**Requirement**
From the entries that follow, list every line in which the string "still" appears.

Dataset entries:
=====
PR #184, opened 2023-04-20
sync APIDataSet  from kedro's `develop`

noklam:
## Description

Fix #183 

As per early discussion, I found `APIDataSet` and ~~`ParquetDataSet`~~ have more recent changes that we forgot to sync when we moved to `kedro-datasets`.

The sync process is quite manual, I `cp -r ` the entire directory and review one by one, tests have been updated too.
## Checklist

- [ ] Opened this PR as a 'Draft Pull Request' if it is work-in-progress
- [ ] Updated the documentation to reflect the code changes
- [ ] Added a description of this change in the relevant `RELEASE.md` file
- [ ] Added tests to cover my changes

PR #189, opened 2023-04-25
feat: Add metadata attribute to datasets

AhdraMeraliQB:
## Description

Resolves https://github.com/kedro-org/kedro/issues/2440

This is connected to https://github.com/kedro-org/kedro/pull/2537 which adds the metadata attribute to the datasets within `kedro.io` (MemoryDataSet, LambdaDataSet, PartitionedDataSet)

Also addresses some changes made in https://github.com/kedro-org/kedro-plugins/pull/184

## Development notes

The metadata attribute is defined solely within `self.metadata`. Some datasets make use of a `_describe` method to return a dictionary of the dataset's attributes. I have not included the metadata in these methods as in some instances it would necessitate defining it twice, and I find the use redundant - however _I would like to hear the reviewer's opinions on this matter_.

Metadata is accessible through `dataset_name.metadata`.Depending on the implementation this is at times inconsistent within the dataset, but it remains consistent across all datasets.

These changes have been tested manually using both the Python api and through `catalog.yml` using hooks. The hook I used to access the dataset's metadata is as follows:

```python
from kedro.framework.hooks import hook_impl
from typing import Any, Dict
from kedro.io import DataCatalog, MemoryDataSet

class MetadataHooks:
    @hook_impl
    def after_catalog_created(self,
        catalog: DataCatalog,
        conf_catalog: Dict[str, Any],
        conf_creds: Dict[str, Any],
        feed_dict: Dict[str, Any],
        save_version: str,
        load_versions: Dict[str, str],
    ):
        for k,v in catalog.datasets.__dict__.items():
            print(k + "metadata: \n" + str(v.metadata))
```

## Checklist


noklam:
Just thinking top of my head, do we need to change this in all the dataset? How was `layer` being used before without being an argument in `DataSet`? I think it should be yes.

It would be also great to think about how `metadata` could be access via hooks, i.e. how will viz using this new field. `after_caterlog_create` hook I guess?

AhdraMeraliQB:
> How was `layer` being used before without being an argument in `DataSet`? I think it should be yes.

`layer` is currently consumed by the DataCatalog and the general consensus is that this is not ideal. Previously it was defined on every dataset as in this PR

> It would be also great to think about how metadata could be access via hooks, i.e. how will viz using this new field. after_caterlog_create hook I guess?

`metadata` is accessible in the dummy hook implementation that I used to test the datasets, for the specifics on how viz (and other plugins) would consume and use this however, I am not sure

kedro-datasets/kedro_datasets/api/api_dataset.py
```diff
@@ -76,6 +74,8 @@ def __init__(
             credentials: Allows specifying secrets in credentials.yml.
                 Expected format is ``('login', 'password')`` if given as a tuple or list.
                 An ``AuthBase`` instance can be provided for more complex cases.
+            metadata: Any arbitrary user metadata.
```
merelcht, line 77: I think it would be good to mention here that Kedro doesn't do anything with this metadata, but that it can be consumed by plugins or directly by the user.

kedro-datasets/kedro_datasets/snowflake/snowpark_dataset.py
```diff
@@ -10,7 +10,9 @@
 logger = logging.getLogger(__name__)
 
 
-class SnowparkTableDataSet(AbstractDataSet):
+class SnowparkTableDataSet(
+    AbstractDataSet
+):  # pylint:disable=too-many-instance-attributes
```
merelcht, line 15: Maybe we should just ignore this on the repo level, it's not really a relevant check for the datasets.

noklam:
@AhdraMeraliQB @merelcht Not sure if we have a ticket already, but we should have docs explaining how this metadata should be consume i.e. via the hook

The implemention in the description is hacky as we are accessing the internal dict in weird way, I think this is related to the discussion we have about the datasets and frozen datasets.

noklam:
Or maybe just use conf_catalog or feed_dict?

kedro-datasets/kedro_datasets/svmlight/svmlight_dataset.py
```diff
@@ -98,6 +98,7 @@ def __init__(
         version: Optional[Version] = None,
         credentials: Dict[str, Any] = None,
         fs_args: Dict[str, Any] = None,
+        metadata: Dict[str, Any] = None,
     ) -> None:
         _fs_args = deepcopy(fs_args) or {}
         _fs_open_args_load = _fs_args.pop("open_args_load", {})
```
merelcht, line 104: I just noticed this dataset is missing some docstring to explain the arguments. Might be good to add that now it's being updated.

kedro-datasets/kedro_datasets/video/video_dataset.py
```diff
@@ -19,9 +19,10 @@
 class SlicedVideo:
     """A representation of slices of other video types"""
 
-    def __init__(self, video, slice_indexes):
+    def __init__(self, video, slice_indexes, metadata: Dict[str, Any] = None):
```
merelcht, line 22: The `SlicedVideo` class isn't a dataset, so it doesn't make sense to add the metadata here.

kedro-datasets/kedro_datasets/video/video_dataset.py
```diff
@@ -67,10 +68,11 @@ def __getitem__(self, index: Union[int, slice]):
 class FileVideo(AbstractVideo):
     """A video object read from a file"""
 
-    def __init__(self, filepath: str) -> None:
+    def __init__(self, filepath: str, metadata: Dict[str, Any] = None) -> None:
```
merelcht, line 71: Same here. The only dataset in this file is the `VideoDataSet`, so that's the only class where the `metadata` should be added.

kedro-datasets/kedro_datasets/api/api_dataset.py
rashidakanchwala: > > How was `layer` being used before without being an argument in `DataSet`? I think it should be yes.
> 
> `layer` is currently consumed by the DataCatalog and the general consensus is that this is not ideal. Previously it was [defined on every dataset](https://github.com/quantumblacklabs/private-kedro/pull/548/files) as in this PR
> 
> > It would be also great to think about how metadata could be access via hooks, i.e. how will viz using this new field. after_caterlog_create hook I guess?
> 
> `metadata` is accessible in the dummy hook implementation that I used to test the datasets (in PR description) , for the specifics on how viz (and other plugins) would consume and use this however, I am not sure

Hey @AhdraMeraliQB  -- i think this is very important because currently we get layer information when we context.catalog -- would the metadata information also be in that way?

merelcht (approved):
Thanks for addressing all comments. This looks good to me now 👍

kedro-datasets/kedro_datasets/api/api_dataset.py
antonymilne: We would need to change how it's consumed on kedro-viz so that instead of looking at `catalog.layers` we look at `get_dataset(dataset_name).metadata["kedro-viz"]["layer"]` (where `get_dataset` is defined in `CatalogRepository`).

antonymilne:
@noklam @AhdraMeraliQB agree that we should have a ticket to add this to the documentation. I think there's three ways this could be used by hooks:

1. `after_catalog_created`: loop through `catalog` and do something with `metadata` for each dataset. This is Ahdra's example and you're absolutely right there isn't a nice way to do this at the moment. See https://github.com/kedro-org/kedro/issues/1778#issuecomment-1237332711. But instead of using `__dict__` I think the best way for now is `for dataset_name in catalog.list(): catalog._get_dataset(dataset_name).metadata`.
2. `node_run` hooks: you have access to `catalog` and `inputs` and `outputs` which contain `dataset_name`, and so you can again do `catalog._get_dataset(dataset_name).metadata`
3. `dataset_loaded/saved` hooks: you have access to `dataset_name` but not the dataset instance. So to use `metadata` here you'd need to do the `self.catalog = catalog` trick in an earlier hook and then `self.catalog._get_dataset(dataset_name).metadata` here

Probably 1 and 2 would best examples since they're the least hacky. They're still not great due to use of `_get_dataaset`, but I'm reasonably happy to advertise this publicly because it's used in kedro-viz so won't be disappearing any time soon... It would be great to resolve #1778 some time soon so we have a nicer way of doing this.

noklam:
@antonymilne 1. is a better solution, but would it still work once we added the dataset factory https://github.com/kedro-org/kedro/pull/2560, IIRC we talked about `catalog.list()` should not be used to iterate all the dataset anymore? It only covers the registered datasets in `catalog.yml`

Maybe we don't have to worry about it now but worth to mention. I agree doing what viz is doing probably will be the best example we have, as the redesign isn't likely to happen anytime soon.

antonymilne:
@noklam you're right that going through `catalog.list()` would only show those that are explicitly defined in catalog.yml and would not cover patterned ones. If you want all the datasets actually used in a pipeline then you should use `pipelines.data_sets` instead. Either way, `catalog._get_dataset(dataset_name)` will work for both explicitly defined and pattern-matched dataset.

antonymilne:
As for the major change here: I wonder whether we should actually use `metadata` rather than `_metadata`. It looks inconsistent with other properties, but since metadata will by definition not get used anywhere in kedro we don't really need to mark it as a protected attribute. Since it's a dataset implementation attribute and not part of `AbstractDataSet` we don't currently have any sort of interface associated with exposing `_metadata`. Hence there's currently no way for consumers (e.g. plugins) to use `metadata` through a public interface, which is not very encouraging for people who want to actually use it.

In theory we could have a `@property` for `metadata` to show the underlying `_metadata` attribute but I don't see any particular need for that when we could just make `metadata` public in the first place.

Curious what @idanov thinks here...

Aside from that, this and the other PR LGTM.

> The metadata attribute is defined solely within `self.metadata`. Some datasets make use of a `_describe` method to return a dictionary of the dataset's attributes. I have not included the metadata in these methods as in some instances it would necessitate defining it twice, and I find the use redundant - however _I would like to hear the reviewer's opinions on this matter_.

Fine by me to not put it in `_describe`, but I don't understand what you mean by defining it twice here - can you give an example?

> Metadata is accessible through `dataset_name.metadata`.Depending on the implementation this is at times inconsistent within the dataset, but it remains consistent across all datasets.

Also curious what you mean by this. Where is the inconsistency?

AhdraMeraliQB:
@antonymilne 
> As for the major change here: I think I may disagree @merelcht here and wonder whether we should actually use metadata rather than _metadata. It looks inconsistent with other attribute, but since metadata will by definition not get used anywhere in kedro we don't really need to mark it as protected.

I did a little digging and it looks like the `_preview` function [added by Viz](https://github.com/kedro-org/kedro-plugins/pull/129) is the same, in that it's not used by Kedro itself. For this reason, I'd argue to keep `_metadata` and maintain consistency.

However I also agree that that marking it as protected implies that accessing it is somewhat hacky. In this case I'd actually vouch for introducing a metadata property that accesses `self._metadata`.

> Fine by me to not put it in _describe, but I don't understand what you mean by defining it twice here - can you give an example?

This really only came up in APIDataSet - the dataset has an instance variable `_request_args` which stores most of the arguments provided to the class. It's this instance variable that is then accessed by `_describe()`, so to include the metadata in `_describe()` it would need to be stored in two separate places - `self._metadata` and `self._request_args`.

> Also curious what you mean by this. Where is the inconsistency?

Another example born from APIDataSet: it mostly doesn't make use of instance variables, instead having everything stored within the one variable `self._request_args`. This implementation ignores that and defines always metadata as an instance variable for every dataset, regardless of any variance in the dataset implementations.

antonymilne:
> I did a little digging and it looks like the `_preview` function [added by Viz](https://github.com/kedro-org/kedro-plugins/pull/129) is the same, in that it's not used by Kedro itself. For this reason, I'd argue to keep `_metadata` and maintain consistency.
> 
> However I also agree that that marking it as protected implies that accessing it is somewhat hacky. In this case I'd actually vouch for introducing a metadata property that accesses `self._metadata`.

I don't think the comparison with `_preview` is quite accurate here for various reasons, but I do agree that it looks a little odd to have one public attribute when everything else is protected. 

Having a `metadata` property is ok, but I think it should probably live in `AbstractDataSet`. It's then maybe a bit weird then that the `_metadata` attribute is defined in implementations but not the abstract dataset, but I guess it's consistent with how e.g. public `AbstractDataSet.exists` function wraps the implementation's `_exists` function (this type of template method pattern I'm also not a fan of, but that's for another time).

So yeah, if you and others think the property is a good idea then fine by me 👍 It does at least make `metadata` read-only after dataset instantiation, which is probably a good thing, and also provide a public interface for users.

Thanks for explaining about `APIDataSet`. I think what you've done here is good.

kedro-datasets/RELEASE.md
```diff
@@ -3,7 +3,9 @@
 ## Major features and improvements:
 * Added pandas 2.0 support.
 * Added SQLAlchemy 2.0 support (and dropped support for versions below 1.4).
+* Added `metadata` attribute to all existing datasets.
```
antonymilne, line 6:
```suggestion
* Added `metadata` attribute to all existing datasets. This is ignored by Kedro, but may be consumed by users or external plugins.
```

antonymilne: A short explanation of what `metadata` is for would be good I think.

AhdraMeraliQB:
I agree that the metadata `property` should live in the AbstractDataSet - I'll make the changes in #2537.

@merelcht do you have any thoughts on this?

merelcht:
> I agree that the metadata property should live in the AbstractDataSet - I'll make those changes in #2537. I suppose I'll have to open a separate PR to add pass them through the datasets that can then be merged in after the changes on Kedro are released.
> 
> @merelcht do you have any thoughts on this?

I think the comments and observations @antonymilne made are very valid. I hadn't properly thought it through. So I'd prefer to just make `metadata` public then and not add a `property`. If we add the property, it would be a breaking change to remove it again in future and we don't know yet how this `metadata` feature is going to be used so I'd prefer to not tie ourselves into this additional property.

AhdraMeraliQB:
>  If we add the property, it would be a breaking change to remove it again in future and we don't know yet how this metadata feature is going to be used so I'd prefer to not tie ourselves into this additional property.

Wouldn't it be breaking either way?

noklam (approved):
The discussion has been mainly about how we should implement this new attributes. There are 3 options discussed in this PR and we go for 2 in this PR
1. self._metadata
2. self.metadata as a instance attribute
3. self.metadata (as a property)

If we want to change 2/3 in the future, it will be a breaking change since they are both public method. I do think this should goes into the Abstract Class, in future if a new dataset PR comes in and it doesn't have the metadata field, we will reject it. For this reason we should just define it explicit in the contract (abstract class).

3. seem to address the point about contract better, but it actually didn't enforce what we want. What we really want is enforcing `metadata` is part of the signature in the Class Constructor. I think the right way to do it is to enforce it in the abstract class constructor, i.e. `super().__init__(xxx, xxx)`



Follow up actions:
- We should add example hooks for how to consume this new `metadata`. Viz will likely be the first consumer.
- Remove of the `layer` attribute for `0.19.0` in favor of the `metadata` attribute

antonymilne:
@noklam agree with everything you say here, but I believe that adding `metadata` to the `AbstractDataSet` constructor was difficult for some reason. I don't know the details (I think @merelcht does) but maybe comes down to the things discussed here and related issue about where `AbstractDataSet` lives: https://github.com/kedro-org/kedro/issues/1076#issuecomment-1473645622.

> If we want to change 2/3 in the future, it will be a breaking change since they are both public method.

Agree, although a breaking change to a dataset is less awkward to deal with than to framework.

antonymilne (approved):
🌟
=====
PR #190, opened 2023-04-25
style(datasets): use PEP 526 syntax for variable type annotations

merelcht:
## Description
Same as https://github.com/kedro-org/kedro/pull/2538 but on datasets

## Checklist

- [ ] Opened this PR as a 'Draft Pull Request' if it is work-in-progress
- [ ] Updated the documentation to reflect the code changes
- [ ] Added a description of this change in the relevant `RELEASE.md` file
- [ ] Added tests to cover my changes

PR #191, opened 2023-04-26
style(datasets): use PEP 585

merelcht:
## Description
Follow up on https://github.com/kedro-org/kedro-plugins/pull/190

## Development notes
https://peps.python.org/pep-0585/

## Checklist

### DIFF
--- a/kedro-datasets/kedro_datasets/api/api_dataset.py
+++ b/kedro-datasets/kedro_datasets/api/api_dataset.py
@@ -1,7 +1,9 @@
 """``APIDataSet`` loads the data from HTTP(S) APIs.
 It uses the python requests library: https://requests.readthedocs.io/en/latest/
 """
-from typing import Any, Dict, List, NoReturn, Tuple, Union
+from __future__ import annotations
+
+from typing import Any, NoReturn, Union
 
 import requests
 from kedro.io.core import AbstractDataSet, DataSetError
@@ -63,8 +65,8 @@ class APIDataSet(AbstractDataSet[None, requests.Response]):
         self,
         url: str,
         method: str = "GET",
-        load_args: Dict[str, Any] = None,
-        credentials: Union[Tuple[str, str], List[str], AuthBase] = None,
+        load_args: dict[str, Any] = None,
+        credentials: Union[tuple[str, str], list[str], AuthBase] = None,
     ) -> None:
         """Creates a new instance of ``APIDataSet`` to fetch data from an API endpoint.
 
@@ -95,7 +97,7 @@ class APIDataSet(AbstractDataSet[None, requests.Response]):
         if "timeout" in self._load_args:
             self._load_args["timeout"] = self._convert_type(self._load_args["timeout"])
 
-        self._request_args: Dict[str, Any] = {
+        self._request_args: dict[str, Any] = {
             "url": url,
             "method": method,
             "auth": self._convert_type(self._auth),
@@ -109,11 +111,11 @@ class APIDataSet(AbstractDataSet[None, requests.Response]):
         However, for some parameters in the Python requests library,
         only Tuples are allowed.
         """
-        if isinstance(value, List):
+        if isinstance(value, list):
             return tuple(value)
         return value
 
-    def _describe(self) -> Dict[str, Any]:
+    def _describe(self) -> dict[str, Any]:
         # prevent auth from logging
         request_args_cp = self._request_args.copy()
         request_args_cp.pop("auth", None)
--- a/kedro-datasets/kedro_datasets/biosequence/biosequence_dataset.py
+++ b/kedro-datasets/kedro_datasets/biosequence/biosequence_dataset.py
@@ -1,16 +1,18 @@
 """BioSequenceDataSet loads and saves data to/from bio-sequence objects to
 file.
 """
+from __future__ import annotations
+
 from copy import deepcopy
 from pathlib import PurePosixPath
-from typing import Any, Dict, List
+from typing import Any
=====
**Solution for this task**
Probably 1 and 2 would best examples since they're the least hacky. They're still not great due to use of `_get_dataaset`, but I'm reasonably happy to advertise this publicly because it's used in kedro-viz so won't be disappearing any time soon... It would be great to resolve #1778 some time soon so we have a nicer way of doing this.
@antonymilne 1. is a better solution, but would it still work once we added the dataset factory https://github.com/kedro-org/kedro/pull/2560, IIRC we talked about `catalog.list()` should not be used to iterate all the dataset anymore? It only covers the registered datasets in `catalog.yml`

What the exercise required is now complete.